## EXERCISE AIM
Your answer consists of the lines in the data that contain "custom". Copy each of them.
═══ DATA SHOWN ═══
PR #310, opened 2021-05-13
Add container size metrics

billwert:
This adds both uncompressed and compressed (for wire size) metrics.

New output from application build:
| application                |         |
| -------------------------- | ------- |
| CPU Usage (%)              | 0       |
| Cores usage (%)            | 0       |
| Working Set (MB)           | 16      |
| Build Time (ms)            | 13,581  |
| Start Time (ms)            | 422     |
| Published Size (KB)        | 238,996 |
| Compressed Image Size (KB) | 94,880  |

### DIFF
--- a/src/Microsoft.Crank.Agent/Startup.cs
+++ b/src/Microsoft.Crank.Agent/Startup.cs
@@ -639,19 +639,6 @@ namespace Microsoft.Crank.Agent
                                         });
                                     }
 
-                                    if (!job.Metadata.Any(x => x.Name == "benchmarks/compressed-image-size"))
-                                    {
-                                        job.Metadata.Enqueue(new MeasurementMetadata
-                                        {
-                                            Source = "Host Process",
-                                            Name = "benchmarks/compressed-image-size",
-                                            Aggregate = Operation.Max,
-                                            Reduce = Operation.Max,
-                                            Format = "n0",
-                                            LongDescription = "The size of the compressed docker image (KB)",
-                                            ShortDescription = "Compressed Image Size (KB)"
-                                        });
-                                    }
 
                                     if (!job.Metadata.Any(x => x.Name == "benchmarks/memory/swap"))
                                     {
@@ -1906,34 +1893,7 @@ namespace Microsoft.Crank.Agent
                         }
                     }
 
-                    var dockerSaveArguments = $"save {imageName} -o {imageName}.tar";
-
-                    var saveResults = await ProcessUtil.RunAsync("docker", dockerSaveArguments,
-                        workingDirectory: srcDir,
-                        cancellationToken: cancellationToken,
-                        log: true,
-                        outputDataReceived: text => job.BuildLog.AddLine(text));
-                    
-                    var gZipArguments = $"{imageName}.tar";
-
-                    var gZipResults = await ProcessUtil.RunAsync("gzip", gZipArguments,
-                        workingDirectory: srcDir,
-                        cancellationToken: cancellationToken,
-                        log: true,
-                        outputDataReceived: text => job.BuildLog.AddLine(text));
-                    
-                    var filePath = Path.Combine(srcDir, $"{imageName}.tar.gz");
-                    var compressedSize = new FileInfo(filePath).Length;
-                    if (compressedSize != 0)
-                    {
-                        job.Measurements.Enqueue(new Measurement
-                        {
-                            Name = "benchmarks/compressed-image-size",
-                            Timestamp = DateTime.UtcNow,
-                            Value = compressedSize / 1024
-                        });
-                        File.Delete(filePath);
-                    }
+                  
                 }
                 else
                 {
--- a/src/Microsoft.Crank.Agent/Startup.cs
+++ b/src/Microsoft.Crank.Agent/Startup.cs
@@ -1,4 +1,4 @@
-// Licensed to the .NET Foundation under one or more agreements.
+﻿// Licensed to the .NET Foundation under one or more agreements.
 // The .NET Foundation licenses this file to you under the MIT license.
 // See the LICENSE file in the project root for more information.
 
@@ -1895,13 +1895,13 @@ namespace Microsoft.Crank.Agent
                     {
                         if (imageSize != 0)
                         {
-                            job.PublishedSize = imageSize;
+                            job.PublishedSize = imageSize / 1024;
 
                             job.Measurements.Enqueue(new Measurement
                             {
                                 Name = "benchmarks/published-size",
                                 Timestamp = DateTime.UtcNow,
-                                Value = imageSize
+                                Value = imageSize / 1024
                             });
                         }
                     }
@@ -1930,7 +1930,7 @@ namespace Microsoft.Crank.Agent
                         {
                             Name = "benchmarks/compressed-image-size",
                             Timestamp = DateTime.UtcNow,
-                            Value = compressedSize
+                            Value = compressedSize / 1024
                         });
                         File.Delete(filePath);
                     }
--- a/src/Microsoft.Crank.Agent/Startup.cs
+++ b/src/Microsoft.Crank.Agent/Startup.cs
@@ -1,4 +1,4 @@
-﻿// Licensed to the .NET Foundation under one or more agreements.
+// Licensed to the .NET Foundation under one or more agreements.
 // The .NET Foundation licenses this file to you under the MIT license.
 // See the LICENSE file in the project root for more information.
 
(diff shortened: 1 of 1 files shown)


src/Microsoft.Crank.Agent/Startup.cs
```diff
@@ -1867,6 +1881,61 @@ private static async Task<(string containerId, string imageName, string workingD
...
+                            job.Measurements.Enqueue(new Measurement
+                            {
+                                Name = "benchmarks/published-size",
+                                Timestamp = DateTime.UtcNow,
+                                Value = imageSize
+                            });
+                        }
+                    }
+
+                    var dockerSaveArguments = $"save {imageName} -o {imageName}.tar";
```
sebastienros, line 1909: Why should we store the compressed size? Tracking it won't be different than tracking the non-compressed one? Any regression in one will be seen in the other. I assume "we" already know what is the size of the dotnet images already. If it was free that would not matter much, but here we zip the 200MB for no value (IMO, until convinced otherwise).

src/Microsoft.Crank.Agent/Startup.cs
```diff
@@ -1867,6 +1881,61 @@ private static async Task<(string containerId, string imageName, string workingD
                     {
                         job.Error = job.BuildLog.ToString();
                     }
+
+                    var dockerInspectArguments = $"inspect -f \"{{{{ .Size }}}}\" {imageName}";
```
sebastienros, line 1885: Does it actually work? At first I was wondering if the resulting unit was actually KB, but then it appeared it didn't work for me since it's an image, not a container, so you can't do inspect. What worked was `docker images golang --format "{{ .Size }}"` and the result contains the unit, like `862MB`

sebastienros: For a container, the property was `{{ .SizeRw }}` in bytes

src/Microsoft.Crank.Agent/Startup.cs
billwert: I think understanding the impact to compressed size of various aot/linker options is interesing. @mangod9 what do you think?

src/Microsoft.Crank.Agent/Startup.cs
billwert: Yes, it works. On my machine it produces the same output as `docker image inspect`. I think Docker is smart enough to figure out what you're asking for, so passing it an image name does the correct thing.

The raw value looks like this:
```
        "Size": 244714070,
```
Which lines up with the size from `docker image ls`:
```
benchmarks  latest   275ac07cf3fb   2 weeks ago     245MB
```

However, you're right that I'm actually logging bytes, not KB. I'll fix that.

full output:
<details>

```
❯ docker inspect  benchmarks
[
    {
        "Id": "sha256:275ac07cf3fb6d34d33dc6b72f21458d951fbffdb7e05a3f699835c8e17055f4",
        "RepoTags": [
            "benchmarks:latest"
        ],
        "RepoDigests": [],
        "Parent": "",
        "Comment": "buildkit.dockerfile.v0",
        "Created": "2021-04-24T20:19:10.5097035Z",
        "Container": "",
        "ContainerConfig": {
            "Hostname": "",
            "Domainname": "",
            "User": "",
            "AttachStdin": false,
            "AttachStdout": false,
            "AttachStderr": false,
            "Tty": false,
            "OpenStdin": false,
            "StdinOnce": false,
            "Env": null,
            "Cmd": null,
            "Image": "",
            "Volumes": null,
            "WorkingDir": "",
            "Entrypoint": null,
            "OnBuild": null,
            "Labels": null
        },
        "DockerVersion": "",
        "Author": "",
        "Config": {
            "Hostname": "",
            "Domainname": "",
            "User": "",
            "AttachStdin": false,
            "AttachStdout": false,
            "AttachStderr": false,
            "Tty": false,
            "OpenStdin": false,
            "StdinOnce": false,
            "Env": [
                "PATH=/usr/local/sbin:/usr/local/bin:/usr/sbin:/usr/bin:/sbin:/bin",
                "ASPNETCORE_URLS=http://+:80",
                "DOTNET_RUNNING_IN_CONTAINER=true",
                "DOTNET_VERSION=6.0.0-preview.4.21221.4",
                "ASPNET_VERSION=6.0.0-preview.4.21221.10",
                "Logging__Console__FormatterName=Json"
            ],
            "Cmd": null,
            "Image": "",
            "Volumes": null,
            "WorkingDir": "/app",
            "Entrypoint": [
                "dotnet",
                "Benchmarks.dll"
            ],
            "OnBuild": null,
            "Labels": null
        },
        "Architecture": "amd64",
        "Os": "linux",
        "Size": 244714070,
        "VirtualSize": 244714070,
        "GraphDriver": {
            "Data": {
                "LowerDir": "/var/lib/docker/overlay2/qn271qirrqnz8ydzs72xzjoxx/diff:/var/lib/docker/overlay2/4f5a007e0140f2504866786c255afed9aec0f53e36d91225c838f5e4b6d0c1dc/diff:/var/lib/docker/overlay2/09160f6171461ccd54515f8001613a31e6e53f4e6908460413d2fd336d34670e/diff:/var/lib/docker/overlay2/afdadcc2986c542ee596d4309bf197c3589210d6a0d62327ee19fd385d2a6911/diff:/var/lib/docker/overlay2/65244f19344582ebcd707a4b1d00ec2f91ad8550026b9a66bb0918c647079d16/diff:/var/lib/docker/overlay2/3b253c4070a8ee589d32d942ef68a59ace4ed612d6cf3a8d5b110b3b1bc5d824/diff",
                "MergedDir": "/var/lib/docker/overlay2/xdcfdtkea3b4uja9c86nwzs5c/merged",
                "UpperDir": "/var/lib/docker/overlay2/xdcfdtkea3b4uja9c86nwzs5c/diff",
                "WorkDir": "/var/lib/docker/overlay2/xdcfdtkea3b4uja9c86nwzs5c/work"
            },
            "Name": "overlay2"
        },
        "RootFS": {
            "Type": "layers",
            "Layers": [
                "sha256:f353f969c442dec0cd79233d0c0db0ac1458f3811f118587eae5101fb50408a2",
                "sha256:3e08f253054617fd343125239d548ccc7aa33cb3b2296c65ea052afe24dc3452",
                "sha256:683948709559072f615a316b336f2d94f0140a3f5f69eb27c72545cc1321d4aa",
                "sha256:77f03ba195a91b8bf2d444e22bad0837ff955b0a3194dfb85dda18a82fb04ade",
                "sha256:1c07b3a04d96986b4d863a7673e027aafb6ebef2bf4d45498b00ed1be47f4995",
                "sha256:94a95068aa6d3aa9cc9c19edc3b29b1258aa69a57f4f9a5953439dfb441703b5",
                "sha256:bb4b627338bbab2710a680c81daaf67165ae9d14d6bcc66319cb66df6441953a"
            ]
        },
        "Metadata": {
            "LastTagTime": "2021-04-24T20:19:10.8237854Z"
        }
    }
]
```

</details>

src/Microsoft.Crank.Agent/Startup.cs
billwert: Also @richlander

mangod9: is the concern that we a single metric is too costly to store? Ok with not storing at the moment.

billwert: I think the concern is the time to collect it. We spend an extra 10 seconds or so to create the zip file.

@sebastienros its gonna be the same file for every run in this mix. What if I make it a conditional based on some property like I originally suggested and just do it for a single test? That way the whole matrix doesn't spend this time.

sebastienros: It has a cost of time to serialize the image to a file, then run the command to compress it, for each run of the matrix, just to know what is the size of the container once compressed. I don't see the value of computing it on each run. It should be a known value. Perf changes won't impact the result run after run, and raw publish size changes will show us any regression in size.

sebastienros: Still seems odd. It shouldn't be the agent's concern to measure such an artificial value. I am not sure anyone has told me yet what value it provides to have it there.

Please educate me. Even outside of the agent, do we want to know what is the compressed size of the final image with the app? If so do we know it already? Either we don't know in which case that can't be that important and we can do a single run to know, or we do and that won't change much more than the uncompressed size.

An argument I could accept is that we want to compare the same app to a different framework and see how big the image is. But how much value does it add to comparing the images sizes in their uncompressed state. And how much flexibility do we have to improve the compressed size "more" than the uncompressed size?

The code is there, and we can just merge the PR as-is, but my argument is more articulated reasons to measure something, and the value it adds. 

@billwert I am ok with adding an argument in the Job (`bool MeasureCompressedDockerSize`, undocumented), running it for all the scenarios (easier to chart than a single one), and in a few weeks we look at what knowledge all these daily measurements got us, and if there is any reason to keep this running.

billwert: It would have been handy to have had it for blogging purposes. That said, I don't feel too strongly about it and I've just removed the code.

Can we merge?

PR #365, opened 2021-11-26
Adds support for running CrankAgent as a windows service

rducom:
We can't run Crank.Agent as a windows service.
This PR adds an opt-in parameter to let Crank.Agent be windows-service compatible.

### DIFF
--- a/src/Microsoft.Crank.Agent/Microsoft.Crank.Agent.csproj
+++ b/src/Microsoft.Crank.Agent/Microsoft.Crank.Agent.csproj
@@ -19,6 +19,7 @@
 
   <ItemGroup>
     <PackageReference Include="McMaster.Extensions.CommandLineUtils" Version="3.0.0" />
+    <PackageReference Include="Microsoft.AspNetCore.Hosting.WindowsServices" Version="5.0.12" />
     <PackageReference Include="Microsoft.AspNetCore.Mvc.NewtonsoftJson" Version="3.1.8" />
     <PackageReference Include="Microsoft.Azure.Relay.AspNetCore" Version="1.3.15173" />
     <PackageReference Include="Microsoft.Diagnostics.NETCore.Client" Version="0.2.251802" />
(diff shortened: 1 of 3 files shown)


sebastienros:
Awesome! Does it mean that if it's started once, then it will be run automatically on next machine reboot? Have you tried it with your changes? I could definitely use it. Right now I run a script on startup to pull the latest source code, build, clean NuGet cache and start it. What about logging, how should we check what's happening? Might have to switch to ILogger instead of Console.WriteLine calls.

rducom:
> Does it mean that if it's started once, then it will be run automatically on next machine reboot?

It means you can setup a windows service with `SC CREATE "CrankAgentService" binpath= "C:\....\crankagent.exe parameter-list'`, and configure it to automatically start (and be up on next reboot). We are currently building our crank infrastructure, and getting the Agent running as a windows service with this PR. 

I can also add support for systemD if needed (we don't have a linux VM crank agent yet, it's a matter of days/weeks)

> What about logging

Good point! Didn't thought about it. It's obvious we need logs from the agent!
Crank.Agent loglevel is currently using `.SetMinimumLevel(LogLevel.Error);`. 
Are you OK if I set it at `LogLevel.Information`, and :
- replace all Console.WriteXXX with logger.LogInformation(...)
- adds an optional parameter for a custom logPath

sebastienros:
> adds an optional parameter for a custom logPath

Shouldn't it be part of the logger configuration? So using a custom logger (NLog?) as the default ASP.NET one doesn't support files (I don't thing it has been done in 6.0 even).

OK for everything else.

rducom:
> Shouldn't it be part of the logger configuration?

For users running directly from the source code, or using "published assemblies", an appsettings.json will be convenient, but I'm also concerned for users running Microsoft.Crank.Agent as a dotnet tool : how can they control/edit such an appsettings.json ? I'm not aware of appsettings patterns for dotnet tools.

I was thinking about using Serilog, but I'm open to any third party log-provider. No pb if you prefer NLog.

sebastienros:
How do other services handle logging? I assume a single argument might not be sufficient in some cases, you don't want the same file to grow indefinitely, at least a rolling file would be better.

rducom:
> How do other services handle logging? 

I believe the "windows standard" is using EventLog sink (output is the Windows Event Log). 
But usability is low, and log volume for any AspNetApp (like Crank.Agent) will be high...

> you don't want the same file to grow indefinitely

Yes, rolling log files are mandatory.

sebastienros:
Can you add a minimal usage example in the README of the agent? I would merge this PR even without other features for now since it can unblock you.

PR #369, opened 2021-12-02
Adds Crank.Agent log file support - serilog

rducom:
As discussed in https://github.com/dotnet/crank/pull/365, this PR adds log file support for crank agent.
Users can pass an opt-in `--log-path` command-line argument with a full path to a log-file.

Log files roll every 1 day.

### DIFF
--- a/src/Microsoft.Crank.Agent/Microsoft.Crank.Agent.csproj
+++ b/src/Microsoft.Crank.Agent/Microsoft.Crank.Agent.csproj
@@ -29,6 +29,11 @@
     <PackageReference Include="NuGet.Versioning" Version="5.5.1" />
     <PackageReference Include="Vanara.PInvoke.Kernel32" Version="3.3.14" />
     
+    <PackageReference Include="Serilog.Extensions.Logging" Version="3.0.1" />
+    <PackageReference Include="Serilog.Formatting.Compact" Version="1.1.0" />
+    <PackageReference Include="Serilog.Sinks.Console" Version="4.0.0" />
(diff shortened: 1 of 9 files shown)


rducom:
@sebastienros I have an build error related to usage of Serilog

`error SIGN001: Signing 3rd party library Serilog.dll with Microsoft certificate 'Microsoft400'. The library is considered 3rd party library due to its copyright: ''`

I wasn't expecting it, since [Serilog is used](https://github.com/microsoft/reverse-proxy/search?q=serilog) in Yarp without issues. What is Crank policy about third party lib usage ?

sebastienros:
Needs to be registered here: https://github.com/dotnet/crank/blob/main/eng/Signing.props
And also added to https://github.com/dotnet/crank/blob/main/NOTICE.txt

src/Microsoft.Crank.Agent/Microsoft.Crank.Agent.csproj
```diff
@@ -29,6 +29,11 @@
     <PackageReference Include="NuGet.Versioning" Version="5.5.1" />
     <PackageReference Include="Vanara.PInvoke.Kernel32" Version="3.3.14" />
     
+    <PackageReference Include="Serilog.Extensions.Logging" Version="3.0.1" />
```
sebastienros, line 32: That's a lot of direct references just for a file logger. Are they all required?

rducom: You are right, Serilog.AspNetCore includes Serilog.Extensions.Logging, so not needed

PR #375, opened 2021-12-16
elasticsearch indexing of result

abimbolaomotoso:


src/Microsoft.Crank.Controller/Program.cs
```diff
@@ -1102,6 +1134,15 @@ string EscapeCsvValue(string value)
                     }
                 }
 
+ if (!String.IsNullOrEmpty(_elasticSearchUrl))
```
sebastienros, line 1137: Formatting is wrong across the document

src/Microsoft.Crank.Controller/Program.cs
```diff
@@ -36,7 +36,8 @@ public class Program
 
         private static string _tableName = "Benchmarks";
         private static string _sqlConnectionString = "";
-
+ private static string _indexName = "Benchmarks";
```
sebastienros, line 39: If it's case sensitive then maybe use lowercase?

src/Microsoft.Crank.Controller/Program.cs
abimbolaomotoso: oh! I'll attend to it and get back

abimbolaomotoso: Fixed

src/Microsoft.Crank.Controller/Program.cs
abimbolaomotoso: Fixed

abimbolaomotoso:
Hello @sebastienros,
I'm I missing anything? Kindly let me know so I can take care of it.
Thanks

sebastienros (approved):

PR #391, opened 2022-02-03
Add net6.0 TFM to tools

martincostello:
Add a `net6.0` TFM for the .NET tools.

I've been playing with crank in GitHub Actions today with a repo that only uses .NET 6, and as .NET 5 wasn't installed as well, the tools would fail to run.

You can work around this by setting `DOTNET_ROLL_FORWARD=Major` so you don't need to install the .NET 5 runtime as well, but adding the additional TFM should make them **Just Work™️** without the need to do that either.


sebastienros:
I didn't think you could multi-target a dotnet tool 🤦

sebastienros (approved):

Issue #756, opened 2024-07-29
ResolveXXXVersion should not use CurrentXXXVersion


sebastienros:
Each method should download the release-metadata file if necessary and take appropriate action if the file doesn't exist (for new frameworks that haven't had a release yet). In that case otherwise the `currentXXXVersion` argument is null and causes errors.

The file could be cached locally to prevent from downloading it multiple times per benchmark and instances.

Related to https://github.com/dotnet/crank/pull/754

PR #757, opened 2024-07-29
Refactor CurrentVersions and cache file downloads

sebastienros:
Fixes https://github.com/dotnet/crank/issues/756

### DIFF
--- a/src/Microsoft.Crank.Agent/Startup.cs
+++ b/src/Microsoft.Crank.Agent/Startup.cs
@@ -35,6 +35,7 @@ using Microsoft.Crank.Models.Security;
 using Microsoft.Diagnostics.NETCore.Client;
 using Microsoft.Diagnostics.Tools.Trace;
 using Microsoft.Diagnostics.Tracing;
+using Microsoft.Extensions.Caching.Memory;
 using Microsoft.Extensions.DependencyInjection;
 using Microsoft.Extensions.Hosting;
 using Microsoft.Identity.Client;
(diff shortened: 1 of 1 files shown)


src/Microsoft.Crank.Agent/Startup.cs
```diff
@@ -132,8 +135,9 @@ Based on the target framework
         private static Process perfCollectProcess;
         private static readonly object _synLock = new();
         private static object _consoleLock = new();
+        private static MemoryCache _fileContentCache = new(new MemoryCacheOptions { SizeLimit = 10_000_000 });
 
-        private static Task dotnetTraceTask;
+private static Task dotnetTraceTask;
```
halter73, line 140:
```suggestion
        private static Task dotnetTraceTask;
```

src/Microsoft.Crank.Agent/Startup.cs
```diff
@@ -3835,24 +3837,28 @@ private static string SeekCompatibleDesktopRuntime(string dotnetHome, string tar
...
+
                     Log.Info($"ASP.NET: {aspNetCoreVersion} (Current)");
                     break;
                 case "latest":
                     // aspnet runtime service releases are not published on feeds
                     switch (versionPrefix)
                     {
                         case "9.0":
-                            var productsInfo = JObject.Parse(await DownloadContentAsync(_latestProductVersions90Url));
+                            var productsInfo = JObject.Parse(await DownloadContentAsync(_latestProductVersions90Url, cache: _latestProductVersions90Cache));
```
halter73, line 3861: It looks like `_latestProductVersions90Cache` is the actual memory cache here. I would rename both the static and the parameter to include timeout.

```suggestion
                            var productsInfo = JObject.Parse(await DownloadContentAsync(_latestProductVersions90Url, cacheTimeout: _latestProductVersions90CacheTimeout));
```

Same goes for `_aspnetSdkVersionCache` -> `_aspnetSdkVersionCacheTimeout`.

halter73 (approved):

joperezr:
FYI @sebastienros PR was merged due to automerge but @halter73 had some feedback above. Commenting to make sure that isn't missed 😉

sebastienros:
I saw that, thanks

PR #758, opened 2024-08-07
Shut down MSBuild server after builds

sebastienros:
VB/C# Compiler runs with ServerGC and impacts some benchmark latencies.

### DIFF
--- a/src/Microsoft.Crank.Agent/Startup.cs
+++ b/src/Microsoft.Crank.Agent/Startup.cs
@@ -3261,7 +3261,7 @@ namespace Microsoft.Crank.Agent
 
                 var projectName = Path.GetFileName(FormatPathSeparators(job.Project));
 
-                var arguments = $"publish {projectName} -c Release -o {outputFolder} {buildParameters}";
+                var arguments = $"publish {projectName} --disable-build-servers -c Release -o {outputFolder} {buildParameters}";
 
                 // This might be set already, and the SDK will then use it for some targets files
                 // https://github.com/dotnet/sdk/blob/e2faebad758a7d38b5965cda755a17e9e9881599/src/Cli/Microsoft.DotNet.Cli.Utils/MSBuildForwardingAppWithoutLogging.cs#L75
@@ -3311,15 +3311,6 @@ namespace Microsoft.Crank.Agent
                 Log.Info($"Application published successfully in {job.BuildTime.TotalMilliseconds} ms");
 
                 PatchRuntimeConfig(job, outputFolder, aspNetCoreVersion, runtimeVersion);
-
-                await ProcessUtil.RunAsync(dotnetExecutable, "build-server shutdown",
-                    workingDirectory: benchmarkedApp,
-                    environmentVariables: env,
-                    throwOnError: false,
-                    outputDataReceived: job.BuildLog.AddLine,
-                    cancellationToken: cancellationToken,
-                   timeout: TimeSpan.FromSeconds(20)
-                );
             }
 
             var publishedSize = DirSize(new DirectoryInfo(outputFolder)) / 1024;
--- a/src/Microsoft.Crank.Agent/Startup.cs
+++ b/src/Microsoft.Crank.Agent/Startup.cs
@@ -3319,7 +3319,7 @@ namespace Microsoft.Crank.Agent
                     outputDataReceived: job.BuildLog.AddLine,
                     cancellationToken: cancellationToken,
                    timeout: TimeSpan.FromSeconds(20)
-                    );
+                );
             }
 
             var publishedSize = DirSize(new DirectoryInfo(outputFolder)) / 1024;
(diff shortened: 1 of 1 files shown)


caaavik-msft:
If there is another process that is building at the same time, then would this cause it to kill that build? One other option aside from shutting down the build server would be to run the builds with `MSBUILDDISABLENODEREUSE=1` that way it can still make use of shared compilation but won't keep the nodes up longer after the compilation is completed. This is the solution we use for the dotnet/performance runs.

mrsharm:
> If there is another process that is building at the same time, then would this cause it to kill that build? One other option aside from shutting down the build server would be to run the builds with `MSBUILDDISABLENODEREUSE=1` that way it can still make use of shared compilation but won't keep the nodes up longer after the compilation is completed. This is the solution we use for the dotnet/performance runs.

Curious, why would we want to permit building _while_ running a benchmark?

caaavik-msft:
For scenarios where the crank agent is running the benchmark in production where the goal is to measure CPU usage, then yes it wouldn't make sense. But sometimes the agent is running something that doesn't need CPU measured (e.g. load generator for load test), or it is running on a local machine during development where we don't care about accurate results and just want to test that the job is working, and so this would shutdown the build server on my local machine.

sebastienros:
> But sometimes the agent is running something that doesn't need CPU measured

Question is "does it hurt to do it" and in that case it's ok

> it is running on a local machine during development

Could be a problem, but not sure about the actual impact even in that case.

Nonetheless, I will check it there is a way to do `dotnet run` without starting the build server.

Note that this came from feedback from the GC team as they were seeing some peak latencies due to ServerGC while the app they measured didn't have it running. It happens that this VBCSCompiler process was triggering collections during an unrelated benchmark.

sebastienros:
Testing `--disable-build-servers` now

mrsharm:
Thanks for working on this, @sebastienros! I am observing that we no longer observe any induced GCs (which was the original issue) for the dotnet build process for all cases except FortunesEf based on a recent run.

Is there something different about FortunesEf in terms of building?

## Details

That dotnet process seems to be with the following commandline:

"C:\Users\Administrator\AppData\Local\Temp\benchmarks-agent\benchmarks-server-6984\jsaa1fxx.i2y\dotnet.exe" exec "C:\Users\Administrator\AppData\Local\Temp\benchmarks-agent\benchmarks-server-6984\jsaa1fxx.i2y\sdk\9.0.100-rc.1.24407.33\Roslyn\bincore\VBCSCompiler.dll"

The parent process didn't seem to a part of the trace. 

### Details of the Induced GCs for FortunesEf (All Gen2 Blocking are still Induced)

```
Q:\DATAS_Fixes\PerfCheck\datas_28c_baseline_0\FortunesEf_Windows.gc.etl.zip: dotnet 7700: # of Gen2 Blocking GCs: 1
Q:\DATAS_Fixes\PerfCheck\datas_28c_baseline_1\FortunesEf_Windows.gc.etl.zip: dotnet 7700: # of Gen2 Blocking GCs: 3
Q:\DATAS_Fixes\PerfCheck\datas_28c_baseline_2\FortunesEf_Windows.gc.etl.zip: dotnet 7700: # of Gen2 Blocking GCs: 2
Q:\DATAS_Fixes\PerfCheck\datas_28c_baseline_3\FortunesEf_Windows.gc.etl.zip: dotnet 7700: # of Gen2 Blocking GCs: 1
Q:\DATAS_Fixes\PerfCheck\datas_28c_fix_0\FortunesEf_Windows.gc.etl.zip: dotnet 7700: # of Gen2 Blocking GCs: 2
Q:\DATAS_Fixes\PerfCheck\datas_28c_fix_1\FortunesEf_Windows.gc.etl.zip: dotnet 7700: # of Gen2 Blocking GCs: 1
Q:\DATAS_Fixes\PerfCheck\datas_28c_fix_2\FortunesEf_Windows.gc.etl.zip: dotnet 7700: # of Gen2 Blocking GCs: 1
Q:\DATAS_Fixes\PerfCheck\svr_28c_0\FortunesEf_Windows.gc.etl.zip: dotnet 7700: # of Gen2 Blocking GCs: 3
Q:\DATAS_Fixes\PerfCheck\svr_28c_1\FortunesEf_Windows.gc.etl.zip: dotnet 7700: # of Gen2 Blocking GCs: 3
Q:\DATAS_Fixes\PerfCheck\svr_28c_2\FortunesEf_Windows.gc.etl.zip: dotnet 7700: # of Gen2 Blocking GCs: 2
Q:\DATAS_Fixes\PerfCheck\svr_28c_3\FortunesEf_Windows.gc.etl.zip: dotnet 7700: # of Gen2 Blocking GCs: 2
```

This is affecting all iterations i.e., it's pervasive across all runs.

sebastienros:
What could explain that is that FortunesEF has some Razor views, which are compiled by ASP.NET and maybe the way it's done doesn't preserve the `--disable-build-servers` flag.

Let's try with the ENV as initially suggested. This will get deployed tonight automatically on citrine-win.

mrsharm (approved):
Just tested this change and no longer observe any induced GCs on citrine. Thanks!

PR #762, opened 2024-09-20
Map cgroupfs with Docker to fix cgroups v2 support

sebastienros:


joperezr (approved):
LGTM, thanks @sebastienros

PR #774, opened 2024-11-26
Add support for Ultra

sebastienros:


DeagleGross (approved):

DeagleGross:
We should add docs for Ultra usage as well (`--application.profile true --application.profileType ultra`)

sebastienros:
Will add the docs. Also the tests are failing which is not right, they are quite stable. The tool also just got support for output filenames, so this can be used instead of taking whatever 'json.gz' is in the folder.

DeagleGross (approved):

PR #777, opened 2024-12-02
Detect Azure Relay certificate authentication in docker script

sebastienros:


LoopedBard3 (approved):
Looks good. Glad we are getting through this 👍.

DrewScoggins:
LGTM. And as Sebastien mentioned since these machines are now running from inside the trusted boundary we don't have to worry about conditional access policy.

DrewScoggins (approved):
═══
## TASK SOLUTION
- adds an optional parameter for a custom logPath
> adds an optional parameter for a custom logPath
Shouldn't it be part of the logger configuration? So using a custom logger (NLog?) as the default ASP.NET one doesn't support files (I don't thing it has been done in 6.0 even).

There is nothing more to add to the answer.